When the electron-positron pairs annihilation is complete, the only relativistic specie left is the photon.

Observation of these primordial photons is meant to reveal the two polarization patterns E and B modes which help to understand the physics of the early universe and its late-time evolution. Unfortunately, galactic nuclei and dust emit very strongly in the wavelength < 3 x 10^-2 cm, completely swamping the primordial signal.

==Understanding decoupling of matter and radiation==
In the early universe, several processes keep the radiation and matter tightly coupled until a temperature of about a few eV due to sufficient number of free charged particles.

At temperatures below 0.1MeV (the temperature at which the actual synthesis of the first four light nuclei takes place - even though the binding energies of these nuclei suggest that these could be formed when the temperature of the universe is in the range of 1-30MeV - but then is delayed due to reasons of high entropy of the universe, i.e. the high value for the photon-to-baryon ratio), at this temperature the main constituents of the universe will be the hydrogen nucleus (i.e. proton), helium-4 nucleus, electrons, photons and decoupled neutrinos. Since electron rest mass ~ 0.5Mev, the ions and electrons may be considered non-relativistic. These constituents interact amongst themselves and with the photons through various electromagnetic processes, like Bremsstrahlung, Compton (and Thomson) scattering, recombination reaction ($p + e^{-} \longleftrightarrow H + \gamma$) and Coulomb scattering between charged particles.

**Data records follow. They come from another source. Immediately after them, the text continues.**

PR #31, opened 2016-02-24
Use real value types instead of references in property manager

WasabiFan:
Also cleaned up some pointless comments in the file.

@aschokking @JohnGilb


JohnGilb:
This looks good

PR #34, opened 2016-03-19
Fix NavX/MXP pinout mappings

WasabiFan:


tests/xbot/common/injection/wpi_factories/MockWPIFactory.java
```diff
@@ -74,6 +74,10 @@ private void checkAnalog(int channel) {
     
     private void checkDio(int channel) {
         if (channel >= 10) {
+            if(channel > 13 && channel < 18) {
+                throw new RuntimeException("Allocated MXP digital pin that does not exist!");
```
aschokking: Might be nice to list valid dio pins out in the message?

PR #35, opened 2016-08-17
Add CAN talon interface

WasabiFan:
This is an initial implementation of the CAN talon's interface. I omitted some niche features and some duplicated methods to keep the MVP as small as is reasonable, but there are still over 100 methods in this interface. For now, the raw voltage output is exposed as PWM channels, where the talon's device ID is negated and used as the PWM channel, but I'd like to move away from that if we can get the other testing infrastructure modified to support a different addressing mechanism. There are some interfaces (such as the fault/sticky fault getters) that I didn't fully mock up.

I was considering adding tests of the mock implementation, but for now at least I'm not going to because I need to focus on the actual robot code. @aschokking @JohnGilb If you have the time, a sanity review before Saturday would be appreciated; there's a lot of surface area for bugs to pop up

The interfaces and methods that I omitted are:
  - `enableControl`/`disableControl` (same as `enable`/`disable`)
  - `delete`
  - motion profile control mode
  - "expiration" and other MotorSafety members
  - `getPinStateQuad*`
  - `getPulseWidth*`
  - `setPID` w/ special args
  - `setParameter`/`getParameter`

Also, I noticed that the `MockEncoder` takes arguments for the channels, but the arguments are never used. I added another constructor without arguments, but we might just want to remove the constructor altogether.


WasabiFan:
I can't tell why the CI compile error is occurring. Once that is cleared up, checkstyle is also complaining about naming, so I need to figure out how to override that.

WasabiFan:
I also renamed some of the methods from the official interface to make them less stupid, e.g. `rev` -> `reverse` and `for` -> `forward`.

WasabiFan:
CI fixed.

WasabiFan:
A review of my progress on the main robot control code which uses this feature would also be appreciated, but is less important: https://github.com/Team488/summer-2016-robot/compare/ca0b9b74ca6c91373ea06803486e6ea58906290a...master

aschokking:
Man that's a lot of methods, nice job!

JohnGilb:
Overall good stuff.

If you have time before this gets deployed, I'd suggest even a simple sanity check of a test case. (Get a motor, drive it forward full power in a simple mode, verify a positive power in the mockIO).

PR #37, opened 2016-09-17
Feature/setpoint systems

JohnGilb:
Adds the abstract classes BaseSetpointCommand and BaseSetpointSystem.

The idea: for a lot of maintainer/setpoint systems, we have been creating an extra "dummy" subsystem to use as a lock for all the setpoint commands.

With this new approach, if you want your Subsystem to be "setpoint-able", you extend it from BaseSetpointSubsystem, which automatically creates a dummy subsystem for use by BaseSetpointCommands (which automatically require the dummy subsystem without any code from you).

### DIFF
--- a/src/xbot/common/command/BaseSetpointCommand.java
+++ b/src/xbot/common/command/BaseSetpointCommand.java
@@ -1,8 +1,8 @@
 package xbot.common.command;
 
-public abstract class BaseSetpointCommand extends BaseCommand{
+public abstract class BaseSetpointCommand extends BaseCommand {
 
-    public BaseSetpointCommand(SupportsSetpoint system) {
-        requires(system.getSetpointSystem());
+    public BaseSetpointCommand(SupportsSetpointLock system) {
+        requires(system.getSetpointLock());
     }
 }
--- a/src/xbot/common/command/BaseSetpointCommand.java
+++ b/src/xbot/common/command/BaseSetpointCommand.java
@@ -1,0 +1,8 @@
+package xbot.common.command;
+
+public abstract class BaseSetpointCommand extends BaseCommand{
+
+    public BaseSetpointCommand(SupportsSetpoint system) {
+        requires(system.getSetpointSystem());
+    }
+}
--- a/src/xbot/common/command/SupportsSetpoint.java
+++ b/src/xbot/common/command/SupportsSetpoint.java
@@ -1,0 +1,8 @@
+package xbot.common.command;
+
+import edu.wpi.first.wpilibj.command.Subsystem;
+
+public interface SupportsSetpoint {
+
+    public Subsystem getSetpointSystem();
+}
--- a/tests/xbot/common/command/SetpointSystemTest.java
+++ b/tests/xbot/common/command/SetpointSystemTest.java
@@ -1,0 +1,46 @@
+package xbot.common.command;
+
+import static org.junit.Assert.assertFalse;
+import static org.junit.Assert.assertTrue;
+
+import org.junit.Before;
+import org.junit.Test;
+
+import edu.wpi.first.wpilibj.command.Scheduler;
+import xbot.common.injection.BaseWPITest;
+
+public class SetpointSystemTest extends BaseWPITest{
+
+    @Before
+    public void setUp() {
+        super.setUp();
+    }
+    
+    @Test
+    public void testSetpointSystemCanBeCreated() {
+        MockSetpointCommand first = injector.getInstance(MockSetpointCommand.class);
+    }
+    
+    @Test
+    public void testSetpointCommandsCollide() {
+        MockSetpointCommand first = injector.getInstance(MockSetpointCommand.class);
+        MockSetpointCommand second = injector.getInstance(MockSetpointCommand.class);
+        
+        XScheduler xScheduler = this.injector.getInstance(XScheduler.class);
+        
+        assertFalse("First command is not running", first.isRunning());
+        assertFalse("Second command is not running", second.isRunning());
+        
+        Scheduler.getInstance().add(first);
+        xScheduler.run();
+        assertTrue("First command is running", first.isRunning());
+        
+        Scheduler.getInstance().add(second);
+        xScheduler.run();
+        
+        assertTrue("Second command is running", second.isRunning());
+        assertFalse("First command is no longer running", first.isRunning());
+    }
+    
+    
+}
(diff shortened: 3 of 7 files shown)


src/xbot/common/command/BaseSetpointCommand.java
```diff
@@ -0,0 +1,8 @@
+package xbot.common.command;
+
+public abstract class BaseSetpointCommand extends BaseCommand{
```
aschokking: space after BaseCommand

src/xbot/common/command/SupportsSetpoint.java
```diff
@@ -0,0 +1,8 @@
+package xbot.common.command;
+
+import edu.wpi.first.wpilibj.command.Subsystem;
+
+public interface SupportsSetpoint {
```
aschokking: this is more specific than maybe SupportsSetPoint name implies, maybe `SupportsSetpointSubsystem`? Like I know wpi has it's own similar interface

tests/xbot/common/command/SetpointSystemTest.java
```diff
@@ -0,0 +1,46 @@
...
+import org.junit.Test;
+
+import edu.wpi.first.wpilibj.command.Scheduler;
+import xbot.common.injection.BaseWPITest;
+
+public class SetpointSystemTest extends BaseWPITest{
+
+    @Before
+    public void setUp() {
+        super.setUp();
```
aschokking: why have a setup?

src/xbot/common/command/BaseSetpointCommand.java
aschokking: testing sub comment

tests/xbot/common/command/SetpointSystemTest.java
JohnGilb: Thought I needed it, or it wouldn't call it on the base class - but just tested it now and it works! So, removing it.

src/xbot/common/command/BaseSetpointCommand.java
JohnGilb: Thanks

src/xbot/common/command/SupportsSetpoint.java
JohnGilb: Renamed

WasabiFan:
In the future, I think we should try to use the squash option for merging PRs, especially when there are "respond to feedback" commits.

JohnGilb:
@WasabiFan you can see a trivial example in the tests, with MockSetpointSystem and MockSetpointCommand.

Basic idea: For any subsystem that is going to be "maintained" by a command, have it extend from BaseSetpointSubsystem. For any commands that are going to set a setpoint on that subsystem, have them extend from BaseSetpointCommand.

This will automatically take care of the requires() aspect for you.

WasabiFan:
Ok... What's the function of the `SupportsSetpointLock` interface? What does it provide that locking on the subsystem itself does not?

JohnGilb:
Just a way of abstracting out what exactly is providing the lock object -
as far as the BaseSetpointCommand is concerned, it doesn't necessarily have
to be a subsystem, just some object that implements the
SupportsSetpointLock interface.

Right now, the only object that does that is BaseSetpointSubsystem, but
there could be others in the future.

WasabiFan:
Is it intended that the lock on the subsystem and the lock on the "lockable" object are independent? Would that not introduce the potential for confusion?

JohnGilb:
The idea is that a subsystem (which is the lock object between manual control / maintainer commands) contains another subsystem inside of it (which is the lock object for setpoint commands)

WasabiFan:
It seems like we are attempting to use subsystems to model something that subsystems really aren't designed to do, and as a result we are going to be building convoluted systems which don't interact in a natural way. I still don't fully understand how this set of classes applies to code in a way that makes it simpler, and as a result I can't make any real judgement on whether I think it is actually a good solution or not. Having said that, I suspect the fundamental issue is that it is attempting to solve this problem at the wrong level.

What happens if there are multiple types of setpoint, for example? e.g. The turret rotation is sometimes controlled by velocity and other times by position. When transitioning from position to velocity, there is logic that needs to run to manage the transition.

JohnGilb:
This code was added to streamline an existing robot design pattern - the Subsystem and "SetpointSubsystem" pair.

For systems like the Drive, one manual command and several "maintainer" commands would lock on the DriveSubsystem. DriveWithJoysticksCommand, MaintainPositionPIDCommand, MaintainVelocityPIDCommand, etc...

However, we would also want to control setpoints for the systems. We couldn't have commands require the core subsystem, as this would interrupt the maintainers. Usually, our solution was either:
1) Have the command not require the system - works for simple things like "set forklift to height level 4"
2) (for something dynamically setting the setpoint often) create a setpoint subsystem, which does not directly own any motors or sensors,, and require that.

However, since the setpoint subsystem is so tied to it's "core" subsystem, I decided to streamline that a little by making it a child object inside of the core subsystem, and having SetpointCommands automatically grab that child object as a lock.

This approach does break down if your system needs to have more than one setpoint set at a time - for example, if you have two separate PIDs running simultaneously & independently on a subsystem. However, since most of our subsystems only control one "entity", this shouldn't happen very often.

JohnGilb:
As for multiple types of setpoint, this approach should work fine - the whole point of subsystems is to handle conflict between multiple commands. If the core subsystem is running "MaintainPositionPIDCommand" and the setpoint subsystem is running "GetPositionSetpointFromJoysticks", you just interrupt both of them with "MaintainVelocityPIDCommand" and "GetVelocitySetpointFromFileCommand".

WasabiFan:
OK, I'm with you so far. Am I correct that the benefit that this provides is that inheriting from the new class defines an empty subsystem for use as a lock so that you don't have to define one yourself? Is there anything else that it does?

Looking at this code, I see some points of potential confusion that indicate to me that there is something wrong with the design as a whole:
- The purpose of most of this code is unclear
- There is a completely empty `Subsystem` object
- Most of the interfaces/classes are very small (including one empty class)
- Two classes which a consumer defines must inherit from their respective parents and then remember to call the `super` constructor, otherwise the system will behave unexpectedly (read: explode)
- There are multiple places with potential for `NullPointerException`s

The most worrying items are the first two. We are using these objects for purposes for which they were not intended, and as a result we must maintain this significant amount of boilerplate to work around design pitfalls. I think that a much more natural (not to mention maintainable) solution would be to rework the command/subsystem/scheduler interaction as we've been discussing for years. Short of that, I don't see any way to make this clearer to a reader, and right now the system that we have here is only marginally simpler than implementing the separate subsystem. I like the fact that this structures the involved classes a bit, but it really isn't enough of a benefit to justify the cost as I see it.

JohnGilb:
That's all it does. It takes a pattern we already have and makes it easier to do it again.

Was that pattern the best possible pattern to begin with? Probably not - it was born out of the limitations of our current framework. As a result, once we get around to modifying the scheduler in a serious way (which you allude to above) we'll almost certainly want to get rid of this.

When the recombination reaction rate falls below the expansion rate of the universe, the formation of neutral atoms ceases. The remaining electrons and protons have negligible probability for combining with each other. Thus, a small fraction (~10 ^-5) of electrons and protons will remain free in the universe.

The formation of atoms affects the photons, which were in thermal equilibrium with the rest of the matter through various scattering processes. The timescales for Compton scattering and free-free absorption become much larger than the expansion timescale when the fraction of charged particles which have not combined to form atoms drops to its residual value. The only scattering which is still somewhat operational is the Thomson scattering, which merely changes the direction of the photon without any energy exchange. When the number density of charged particles decreases, even this interaction rate of the photons drops and eventually becomes lower than the expansion rate of the universe. Thereafter the photons are decoupled from the rest of the matter.

For radiation temperature T <= 0.2eV, the neutral matter and photons evolve as uncoupled systems. The parameter T characterising the Planck spectrum continues to fall because of the redshift of the photons. The neutral matter behaves as a gaseous mixture of hydrogen and helium. The photon mean-free-path becomes larger than expansion rate, thus decoupling radiation from matter.

After decoupling, the temperature of the neutral atoms falls faster than that of radiation. As the fraction of charged particles which have not combined to form atoms drops, the relaxation time for matter increases and the energy transfer from the radiation to the matter becomes less and less effective. The adiabatic cooling makes the matter temperature fall faster than the radiation temperature. A small fraction of ionized matter continues to be affected by the photons. The electron mean-free-path which governs this process is much smaller than the photon mean-free-path. Thus, the free electrons are tied to the radiation till a redshift of 20 or so. In other words, the small number of electrons have many collisions with a small number of photons, though most of the photons are unaffected. This interaction has very little effect on the photons because of the small number of charged particles present.